Leí hace unos días que delinquir es superar los niveles de moralidad media aceptada en una sociedad y además ser descubierto. Si esto es cierto -y no parece que, cinismos aparte, sea mentira-, cabe preguntarse cuál es el nivel medio aceptado de moralidad en el seno de la sociedad en la que nos ha tocado vivir. Recientes casos de corrupción -los trajes de un eximio presidente, los bolsos de campanuda dama o cualesquiera otros equivalentes habidos por la banda de babor del bajel político-pirata que nos lleva por el mar proceloso de la política actual- pudieran servirnos de reflexión.

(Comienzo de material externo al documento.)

PR #583, opened 2020-07-03
LTP: Fix for bad file descriptor issue - recvfrom01

ashokchandran:
socket file descriptors used in
a thread is closed before exiting from thread.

Cuando una gran parte de la sociedad considera estos hechos como normales, y además plausibles, delinquir empieza a ser mucho más difícil de lo que, en principio, uno pudiera imaginarse. Si la conciencia colectiva parte del principio generalizado de que todos haríamos lo mismo de encontrarnos en ese lugar y circunstancias, es de recibo que el caso contrario al calificado de alarma social -el que insta al encierro preventivo de un sospechoso- se nos muestre en toda su plenitud y nos lleve a dejar en libertad a quien, en virtud de un mandato democrático, se pasea por la vida sin pagar sus facturas de acuerdo con el nivel de exigencia que afrontamos el resto de sus conciudadanos. ¿Dónde la frontera? ¿Cuál el nivel? ¿Quiénes los delincuentes? ¿Es posible que la salud moral de una colectividad humana admita tácitamente el destino de las gentes en función tanto de un nivel así determinado como del estatus que disfrute cada clase? ¿Qué es lo que determina el nivel y el estatus?

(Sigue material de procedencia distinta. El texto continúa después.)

PR #585, opened 2020-07-03
LTP:sendmsg01 Fix for bad file descriptor issue 

ashokchandran:
socket file descriptors used in
a thread is closed before exiting from the thread.


shaikshavali1 (approved):
@ashokchandran, LGTM

hukoyu (approved):
LGTM

PR #587, opened 2020-07-03
LTP:Fix for file descriptor issues in sendto01. Also it fixes issue 405

ashokchandran:
Make sure that the file descriptors used by test are closed properly and also enable the local endpoint shutdown test as it was failing because the socket was closed early.

Also fixes issue : https://github.com/lsds/sgx-lkl/issues/405 (Socket shutdown failure)


hukoyu (approved):
LGTM

PR #702, opened 2018-02-20
Publish hotrod image to docker hub

pavolloffay:
Resolves #204 

Signed-off-by: Pavol Loffay <ploffay@redhat.com>

PR #710, opened 2018-02-22
Pin testify version to 1.2.1

pavolloffay:
See https://github.com/jaegertracing/jaeger/pull/702#issuecomment-367381845


yurishkuro:
+1 to start using a version, but why pin instead of ^1.2.1?

pavolloffay:
No reason, updated

PR #711, opened 2018-02-23
Wait group should add before the goroutine creating

oiooj:
The calls to Add should execute before the statement creating the
goroutine or other event to be waited for.

Signed-off-by: kun <oiooj@qq.com>


black-adder:
Thanks!

PR #712, opened 2018-02-23
Use UTC for model timezone

vprithvi:
- standardize on UTC for time representation
- the wire format for everything is microseconds since epoch, so this change does not effect data transfer over rpcs. 


black-adder:
I'm ok with this but why?

PR #718, opened 2018-02-28
Make sure different tracers in HotROD process use different RNG seeds

yurishkuro:
I ran into a case where trace had spans with the same IDs. The RNG is seeded with time.Now().UnixNano(), which potentially can give identical values over several calls (since the clock precision is not actually nanos).

This is a quick (hacky) workaround. A proper fix needs to be in the Jaeger client.


yurishkuro:
Yes, but maybe there was another cause. I certainly was able to reproduce same-IDs from different tracers scenario.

No es baladí el hecho de que hayamos aprendido a recitar artículos de fe, uno detrás de otro, en memorística batería y como si de mantras se tratase hasta asumir, como verdades intangibles, afirmaciones sobre las que si nos detuviésemos a reflexionar podríamos acabar por llenarnos de sonrojo con no pocas, y de vergüenza con casi todas ellas. Con la misma vehemencia que recitamos el credo reproducimos los artículos de fe social que heredamos de nuestros mayores: robar a un ladrón tiene 100 años de perdón, desconfía y acertarás, matar rojos no es matar o matarás con justicia, como se llegó a proclamar en este país no hace todavía 100 años, y por ahí seguido, refranero adelante, hasta convencernos de que se puede matar impunemente, robar sin castigo o pensar que nadie dice nunca la verdad.

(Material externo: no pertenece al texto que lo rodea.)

PR #720, opened 2018-02-28
Add sampling handler to main

black-adder:


cmd/standalone/Dockerfile
```diff
@@ -20,5 +20,6 @@ EXPOSE 16686
 
 COPY ./jaeger-ui-build /go/src/jaeger-ui-build
 COPY ./cmd/standalone/standalone-linux /go/bin/
+COPY ./cmd/standalone/sampling_strategies.json /go/src/config/
 
-CMD ["/go/bin/standalone-linux","--query.static-files=/go/src/jaeger-ui-build/build/"]
+CMD ["/go/bin/standalone-linux","--query.static-files=/go/src/jaeger-ui-build/build/","--sampling.strategies-file=/go/src/config/sampling_strategies.json"]
```
black-adder: The standalone will be provided with a sampling strategies file which defaults the sampling probability to 1

cmd/collector/main.go
```diff
@@ -58,7 +62,10 @@ func main() {
 	if err != nil {
 		log.Fatalf("Cannot initialize storage factory: %v", err)
 	}
-
+	strategyStoreFactory, err := ss.NewFactory(ss.FactoryConfigFromEnv())
```
black-adder: This might be a breaking change. If no Env is provided, we default to using the default probability of 0.001 (all client's remote controlled samplers default to using 0.001 if it can't contact the collector...)

Do we want to have no default and not initialize a handler if Env is not provided and have users manually enable?

yurishkuro: Sorry, how is it "breaking"? Sounds like you're saying the effect of no Env will be the same - 0.001

cmd/collector/main.go
```diff
@@ -200,3 +211,20 @@ func startZipkinHTTPAPI(
 		}
 	}
 }
+
+func initializeSamplingHandler(
+	samplingStrategyStoreFactory *ss.Factory,
+	v *viper.Viper,
+	logger *zap.Logger,
+	metricsFactory metrics.Factory,
```
yurishkuro: can we keep the arg order consistent with `Initialize(metricsFactory, logger)`?

cmd/standalone/Dockerfile
yurishkuro: clever

cmd/standalone/standalone_test.go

Si se pueden llegar a negar las verdades ajenas, o eliminarlas; si se puede llegar a robar o incluso a matar sin delinquir, es de suponer que, con los niveles de moralidad así establecidos, una sociedad pueda llegar a ámbitos de convivencia en los que todo valga y esté justificado. Vistas así las cosas, ¿cuáles son los parámetros actuales a partir de este tipo de consideraciones, si es que aquí no empezamos a campar ya cada uno por sus propios respetos?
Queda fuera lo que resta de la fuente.